• **Work task**: Would you restate the entries below word for word, starting at the first line and ending with the one that has "### LINKED ISSUE"?

• **Dataset excerpts**:

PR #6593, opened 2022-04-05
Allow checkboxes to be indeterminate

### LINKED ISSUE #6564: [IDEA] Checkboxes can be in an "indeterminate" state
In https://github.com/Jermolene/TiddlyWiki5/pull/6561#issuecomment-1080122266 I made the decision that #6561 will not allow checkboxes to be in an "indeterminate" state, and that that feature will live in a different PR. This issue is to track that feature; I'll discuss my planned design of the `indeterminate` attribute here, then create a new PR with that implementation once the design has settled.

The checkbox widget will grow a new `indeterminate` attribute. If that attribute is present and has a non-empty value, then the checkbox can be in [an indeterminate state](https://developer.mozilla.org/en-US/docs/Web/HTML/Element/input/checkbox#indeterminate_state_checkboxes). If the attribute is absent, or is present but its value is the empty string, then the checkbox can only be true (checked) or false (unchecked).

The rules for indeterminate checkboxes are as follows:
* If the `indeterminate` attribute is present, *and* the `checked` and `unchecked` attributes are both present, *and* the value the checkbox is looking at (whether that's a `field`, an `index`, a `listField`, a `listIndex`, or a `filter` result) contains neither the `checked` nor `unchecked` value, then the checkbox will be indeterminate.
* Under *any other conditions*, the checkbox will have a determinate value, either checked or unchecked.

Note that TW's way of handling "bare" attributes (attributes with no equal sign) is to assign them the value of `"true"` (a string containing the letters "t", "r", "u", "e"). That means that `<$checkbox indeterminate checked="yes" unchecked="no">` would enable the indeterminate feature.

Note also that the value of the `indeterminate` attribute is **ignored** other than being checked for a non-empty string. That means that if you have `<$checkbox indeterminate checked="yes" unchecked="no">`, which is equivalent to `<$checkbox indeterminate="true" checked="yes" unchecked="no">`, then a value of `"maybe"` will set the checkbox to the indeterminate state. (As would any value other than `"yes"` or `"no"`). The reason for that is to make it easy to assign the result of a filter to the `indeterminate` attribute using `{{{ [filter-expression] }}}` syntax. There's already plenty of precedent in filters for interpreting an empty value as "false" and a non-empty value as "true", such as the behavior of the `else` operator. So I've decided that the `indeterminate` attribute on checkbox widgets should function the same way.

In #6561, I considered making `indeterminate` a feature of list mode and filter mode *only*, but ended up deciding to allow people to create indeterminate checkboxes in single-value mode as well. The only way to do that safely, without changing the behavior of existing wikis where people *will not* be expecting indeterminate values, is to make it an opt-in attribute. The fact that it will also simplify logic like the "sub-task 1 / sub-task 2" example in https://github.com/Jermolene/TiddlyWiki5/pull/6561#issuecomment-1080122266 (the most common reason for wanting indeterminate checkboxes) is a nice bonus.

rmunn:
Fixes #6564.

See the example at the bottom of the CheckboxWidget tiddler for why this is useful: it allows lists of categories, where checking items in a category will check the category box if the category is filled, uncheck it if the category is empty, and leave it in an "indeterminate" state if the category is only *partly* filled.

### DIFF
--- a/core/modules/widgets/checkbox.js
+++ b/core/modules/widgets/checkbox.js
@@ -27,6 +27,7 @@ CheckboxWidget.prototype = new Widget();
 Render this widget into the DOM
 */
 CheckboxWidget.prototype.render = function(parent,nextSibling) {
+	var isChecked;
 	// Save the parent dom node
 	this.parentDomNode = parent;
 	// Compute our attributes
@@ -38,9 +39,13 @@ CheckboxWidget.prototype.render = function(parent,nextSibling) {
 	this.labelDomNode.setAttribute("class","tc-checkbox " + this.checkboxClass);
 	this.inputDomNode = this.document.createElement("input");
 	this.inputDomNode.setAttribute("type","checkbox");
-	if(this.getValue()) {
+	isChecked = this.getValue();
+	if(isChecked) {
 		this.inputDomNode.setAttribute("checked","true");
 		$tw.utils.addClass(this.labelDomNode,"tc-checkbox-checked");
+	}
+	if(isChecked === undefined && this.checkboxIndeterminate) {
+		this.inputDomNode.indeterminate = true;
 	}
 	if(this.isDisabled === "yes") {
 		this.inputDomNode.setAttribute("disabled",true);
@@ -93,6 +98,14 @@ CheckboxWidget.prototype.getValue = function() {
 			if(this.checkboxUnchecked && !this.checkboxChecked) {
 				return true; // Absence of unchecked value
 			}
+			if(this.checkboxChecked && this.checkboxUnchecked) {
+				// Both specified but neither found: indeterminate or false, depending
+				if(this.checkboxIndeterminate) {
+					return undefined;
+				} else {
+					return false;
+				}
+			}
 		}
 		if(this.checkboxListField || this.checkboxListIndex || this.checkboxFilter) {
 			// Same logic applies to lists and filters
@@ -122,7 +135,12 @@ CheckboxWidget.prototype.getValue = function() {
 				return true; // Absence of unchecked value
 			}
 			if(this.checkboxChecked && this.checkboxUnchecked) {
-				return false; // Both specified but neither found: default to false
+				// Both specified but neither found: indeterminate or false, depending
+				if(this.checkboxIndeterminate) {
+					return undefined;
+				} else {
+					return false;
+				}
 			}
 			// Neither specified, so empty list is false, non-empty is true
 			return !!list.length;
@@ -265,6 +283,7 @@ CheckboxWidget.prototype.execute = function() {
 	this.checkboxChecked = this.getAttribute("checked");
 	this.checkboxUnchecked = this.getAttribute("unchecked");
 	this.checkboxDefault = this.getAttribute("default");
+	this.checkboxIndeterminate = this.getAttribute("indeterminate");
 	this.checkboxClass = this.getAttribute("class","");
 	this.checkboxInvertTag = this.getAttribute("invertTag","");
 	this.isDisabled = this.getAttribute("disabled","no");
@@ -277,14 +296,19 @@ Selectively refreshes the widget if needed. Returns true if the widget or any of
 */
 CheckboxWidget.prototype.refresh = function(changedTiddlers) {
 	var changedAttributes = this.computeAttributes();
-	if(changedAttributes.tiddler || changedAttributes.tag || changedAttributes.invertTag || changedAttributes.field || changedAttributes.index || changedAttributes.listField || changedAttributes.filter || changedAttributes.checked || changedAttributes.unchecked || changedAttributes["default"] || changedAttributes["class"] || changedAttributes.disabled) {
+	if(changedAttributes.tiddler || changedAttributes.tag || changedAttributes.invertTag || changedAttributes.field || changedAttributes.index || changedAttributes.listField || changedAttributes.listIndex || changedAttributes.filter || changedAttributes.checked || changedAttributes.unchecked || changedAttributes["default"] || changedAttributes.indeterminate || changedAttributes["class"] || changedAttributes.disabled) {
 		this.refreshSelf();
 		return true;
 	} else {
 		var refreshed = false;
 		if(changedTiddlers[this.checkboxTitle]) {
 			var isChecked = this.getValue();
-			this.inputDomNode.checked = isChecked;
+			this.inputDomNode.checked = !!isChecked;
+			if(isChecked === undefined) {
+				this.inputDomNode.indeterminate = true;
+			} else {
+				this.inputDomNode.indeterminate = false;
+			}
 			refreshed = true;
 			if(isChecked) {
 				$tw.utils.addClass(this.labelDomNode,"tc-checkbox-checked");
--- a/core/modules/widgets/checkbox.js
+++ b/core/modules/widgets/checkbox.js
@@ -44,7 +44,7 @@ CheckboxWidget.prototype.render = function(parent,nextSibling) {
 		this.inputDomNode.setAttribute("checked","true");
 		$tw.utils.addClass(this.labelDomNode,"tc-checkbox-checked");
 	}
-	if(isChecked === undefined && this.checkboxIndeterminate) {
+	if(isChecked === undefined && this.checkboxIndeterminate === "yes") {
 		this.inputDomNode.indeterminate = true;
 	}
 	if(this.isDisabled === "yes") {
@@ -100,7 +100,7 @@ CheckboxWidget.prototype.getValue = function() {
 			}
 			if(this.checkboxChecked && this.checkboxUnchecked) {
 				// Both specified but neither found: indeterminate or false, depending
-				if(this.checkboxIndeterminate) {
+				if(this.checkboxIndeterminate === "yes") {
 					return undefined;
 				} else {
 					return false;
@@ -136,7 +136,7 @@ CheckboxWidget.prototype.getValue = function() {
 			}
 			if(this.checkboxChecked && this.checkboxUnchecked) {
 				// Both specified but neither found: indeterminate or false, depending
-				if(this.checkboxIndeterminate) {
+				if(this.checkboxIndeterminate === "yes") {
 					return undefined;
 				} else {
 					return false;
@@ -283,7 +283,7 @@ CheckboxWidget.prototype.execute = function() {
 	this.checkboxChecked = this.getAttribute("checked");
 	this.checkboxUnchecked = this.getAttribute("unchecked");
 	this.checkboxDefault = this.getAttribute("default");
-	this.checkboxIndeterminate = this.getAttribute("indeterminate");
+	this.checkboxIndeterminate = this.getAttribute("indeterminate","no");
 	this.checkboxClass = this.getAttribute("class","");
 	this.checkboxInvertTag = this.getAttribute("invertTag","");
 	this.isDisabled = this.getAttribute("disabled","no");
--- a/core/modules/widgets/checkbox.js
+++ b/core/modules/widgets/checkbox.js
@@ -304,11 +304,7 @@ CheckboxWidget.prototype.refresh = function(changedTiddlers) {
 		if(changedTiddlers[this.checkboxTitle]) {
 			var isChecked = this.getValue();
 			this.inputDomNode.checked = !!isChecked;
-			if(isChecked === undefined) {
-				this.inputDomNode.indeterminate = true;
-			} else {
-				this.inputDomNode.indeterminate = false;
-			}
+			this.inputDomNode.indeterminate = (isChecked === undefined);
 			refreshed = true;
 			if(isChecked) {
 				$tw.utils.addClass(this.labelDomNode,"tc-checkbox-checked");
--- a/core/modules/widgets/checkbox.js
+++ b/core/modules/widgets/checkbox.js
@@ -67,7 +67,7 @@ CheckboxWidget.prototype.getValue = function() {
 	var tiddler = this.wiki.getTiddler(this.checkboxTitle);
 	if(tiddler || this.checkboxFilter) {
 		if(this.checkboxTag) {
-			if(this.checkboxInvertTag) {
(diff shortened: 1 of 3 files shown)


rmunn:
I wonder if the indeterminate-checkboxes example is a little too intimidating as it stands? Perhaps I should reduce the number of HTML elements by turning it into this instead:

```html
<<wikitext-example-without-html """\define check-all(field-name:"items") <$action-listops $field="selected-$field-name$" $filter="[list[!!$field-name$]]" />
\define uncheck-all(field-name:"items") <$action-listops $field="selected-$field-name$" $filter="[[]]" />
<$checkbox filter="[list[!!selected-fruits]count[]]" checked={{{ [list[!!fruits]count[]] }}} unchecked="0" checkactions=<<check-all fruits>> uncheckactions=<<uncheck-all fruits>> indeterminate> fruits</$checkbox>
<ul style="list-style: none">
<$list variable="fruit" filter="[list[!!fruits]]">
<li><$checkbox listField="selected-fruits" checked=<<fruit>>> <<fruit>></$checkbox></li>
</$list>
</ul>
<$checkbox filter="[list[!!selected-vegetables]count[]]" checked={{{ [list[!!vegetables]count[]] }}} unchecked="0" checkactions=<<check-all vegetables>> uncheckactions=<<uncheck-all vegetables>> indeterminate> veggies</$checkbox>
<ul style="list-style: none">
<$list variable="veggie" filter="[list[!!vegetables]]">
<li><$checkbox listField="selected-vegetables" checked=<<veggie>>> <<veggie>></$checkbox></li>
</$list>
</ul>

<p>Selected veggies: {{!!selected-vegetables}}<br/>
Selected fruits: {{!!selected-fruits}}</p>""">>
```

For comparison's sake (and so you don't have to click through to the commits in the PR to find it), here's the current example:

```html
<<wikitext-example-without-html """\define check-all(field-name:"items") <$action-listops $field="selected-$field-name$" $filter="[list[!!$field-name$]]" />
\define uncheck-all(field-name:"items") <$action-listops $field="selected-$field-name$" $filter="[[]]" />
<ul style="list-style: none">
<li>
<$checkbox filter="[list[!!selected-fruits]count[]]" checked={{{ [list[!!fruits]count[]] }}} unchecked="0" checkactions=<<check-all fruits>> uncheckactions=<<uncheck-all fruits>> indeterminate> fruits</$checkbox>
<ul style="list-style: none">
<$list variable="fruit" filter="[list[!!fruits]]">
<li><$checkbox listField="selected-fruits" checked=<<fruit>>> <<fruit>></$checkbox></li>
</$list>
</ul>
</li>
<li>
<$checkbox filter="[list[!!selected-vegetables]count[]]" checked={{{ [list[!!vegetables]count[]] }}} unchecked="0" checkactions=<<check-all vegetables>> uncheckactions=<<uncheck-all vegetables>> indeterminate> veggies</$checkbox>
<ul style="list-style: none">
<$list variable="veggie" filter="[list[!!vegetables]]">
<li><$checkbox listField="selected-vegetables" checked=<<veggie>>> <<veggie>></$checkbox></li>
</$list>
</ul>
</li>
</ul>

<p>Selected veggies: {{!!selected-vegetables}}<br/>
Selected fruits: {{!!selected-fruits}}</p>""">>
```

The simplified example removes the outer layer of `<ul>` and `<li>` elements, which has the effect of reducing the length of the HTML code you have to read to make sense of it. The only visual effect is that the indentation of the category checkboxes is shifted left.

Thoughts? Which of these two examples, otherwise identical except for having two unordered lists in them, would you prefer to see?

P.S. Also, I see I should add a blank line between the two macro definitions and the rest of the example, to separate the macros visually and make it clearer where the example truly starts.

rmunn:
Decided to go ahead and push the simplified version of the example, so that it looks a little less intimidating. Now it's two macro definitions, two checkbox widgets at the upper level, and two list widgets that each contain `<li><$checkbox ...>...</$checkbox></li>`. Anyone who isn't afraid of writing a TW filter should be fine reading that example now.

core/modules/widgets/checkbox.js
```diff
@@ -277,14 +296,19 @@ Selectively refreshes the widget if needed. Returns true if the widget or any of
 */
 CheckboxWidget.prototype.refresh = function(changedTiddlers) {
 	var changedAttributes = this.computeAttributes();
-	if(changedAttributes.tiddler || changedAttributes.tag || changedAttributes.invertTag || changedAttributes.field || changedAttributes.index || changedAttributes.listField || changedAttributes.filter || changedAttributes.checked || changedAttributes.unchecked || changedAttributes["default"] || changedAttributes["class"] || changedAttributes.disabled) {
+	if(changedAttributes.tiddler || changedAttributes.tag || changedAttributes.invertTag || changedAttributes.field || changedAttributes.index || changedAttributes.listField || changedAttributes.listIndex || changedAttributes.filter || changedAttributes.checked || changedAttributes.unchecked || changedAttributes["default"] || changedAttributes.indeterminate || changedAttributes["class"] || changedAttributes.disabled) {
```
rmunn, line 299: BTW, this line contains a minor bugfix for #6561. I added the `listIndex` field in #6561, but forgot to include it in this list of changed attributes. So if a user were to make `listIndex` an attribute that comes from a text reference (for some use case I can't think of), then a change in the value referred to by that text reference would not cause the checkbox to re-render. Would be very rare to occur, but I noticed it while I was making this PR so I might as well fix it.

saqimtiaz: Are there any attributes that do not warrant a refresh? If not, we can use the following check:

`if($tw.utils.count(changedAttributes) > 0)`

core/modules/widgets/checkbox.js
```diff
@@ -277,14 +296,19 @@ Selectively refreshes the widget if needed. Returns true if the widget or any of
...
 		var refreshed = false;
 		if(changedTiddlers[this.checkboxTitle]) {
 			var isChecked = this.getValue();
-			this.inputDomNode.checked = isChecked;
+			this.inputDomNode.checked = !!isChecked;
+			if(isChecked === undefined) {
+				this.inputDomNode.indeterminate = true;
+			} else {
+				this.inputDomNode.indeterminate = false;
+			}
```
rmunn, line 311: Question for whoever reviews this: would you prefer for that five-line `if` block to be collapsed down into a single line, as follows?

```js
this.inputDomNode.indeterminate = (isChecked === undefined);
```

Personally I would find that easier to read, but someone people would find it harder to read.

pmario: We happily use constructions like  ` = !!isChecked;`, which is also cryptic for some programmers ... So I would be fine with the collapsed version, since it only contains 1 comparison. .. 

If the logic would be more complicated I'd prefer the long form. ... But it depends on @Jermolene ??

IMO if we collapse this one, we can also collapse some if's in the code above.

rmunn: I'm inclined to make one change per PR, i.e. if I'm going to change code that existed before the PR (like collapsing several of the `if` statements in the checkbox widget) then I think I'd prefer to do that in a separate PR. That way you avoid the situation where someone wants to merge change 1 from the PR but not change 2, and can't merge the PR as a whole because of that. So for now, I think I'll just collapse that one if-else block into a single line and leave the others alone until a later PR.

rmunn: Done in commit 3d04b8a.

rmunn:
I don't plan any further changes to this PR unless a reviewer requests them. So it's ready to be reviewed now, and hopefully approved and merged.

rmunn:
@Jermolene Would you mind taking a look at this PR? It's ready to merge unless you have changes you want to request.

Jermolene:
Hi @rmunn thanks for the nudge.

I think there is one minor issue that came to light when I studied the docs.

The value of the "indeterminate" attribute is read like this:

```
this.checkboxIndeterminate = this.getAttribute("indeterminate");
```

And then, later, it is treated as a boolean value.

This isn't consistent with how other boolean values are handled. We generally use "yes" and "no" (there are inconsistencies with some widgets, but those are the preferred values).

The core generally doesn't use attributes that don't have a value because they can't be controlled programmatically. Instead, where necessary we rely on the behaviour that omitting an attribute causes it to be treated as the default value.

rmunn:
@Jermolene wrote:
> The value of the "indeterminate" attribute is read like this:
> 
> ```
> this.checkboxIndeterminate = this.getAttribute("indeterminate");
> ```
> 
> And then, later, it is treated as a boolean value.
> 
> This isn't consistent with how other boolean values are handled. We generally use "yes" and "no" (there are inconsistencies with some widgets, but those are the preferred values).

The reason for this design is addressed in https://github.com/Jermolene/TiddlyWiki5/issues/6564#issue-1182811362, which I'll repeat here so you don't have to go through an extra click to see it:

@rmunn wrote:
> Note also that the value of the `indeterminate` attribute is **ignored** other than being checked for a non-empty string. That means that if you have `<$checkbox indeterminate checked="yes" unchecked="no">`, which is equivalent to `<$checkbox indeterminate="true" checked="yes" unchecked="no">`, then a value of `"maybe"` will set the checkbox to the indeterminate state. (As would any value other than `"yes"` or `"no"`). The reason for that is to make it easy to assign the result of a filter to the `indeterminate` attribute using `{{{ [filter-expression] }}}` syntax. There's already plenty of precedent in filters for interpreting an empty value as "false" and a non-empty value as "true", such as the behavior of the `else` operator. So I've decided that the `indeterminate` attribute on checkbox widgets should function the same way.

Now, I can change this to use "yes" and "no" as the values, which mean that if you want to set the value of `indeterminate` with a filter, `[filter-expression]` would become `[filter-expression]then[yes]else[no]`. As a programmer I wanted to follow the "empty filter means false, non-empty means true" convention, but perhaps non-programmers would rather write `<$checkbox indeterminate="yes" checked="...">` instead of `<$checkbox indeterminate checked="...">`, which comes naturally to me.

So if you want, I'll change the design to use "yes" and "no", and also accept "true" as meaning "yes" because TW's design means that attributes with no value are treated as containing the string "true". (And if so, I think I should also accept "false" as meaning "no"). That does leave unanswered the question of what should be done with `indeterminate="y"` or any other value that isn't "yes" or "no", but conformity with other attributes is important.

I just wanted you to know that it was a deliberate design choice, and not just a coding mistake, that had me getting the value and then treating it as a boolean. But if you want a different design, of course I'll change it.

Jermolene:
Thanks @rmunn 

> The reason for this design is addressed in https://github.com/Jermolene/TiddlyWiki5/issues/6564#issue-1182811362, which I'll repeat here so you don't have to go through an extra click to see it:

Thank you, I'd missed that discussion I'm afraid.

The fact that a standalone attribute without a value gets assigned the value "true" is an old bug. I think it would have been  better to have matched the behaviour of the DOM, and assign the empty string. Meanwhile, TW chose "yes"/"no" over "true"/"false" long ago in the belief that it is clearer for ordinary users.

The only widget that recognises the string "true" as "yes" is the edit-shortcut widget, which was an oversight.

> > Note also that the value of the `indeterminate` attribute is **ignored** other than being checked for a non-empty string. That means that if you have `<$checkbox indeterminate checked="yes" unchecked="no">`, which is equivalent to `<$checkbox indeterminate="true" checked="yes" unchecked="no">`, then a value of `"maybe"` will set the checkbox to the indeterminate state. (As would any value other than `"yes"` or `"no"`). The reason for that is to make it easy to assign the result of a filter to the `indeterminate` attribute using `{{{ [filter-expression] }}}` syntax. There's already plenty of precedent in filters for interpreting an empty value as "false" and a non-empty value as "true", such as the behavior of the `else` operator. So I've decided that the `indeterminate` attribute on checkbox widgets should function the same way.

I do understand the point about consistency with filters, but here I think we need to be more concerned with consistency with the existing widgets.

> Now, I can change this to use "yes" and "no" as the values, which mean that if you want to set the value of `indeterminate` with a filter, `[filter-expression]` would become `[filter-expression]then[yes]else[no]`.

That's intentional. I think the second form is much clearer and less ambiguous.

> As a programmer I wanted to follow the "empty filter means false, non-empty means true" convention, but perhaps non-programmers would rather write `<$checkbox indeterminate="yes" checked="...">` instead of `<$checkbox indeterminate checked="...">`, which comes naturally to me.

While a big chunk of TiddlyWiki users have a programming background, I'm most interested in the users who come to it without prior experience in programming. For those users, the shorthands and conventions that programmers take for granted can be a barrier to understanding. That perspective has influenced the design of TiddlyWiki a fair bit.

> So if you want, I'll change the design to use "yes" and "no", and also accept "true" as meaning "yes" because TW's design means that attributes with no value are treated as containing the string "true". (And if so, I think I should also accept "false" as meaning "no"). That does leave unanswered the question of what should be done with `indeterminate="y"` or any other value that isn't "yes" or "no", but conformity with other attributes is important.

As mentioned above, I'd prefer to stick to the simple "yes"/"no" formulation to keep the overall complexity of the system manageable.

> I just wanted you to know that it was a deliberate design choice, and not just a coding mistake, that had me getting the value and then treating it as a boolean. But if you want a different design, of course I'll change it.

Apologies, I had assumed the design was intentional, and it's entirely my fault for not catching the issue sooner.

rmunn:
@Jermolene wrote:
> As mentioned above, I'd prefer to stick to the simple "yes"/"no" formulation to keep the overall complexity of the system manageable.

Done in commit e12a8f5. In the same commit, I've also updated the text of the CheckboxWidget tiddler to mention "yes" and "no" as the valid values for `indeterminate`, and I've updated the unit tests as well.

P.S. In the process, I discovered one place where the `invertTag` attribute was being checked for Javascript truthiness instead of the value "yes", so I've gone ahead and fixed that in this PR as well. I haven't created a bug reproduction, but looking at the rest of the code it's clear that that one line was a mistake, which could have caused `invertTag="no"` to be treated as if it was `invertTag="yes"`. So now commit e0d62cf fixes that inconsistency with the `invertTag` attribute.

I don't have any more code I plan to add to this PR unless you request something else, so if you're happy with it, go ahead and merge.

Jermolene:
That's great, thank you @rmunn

• **Answer to the exercise**:
PR #6593, opened 2022-04-05
Allow checkboxes to be indeterminate

### LINKED ISSUE #6564: [IDEA] Checkboxes can be in an "indeterminate" state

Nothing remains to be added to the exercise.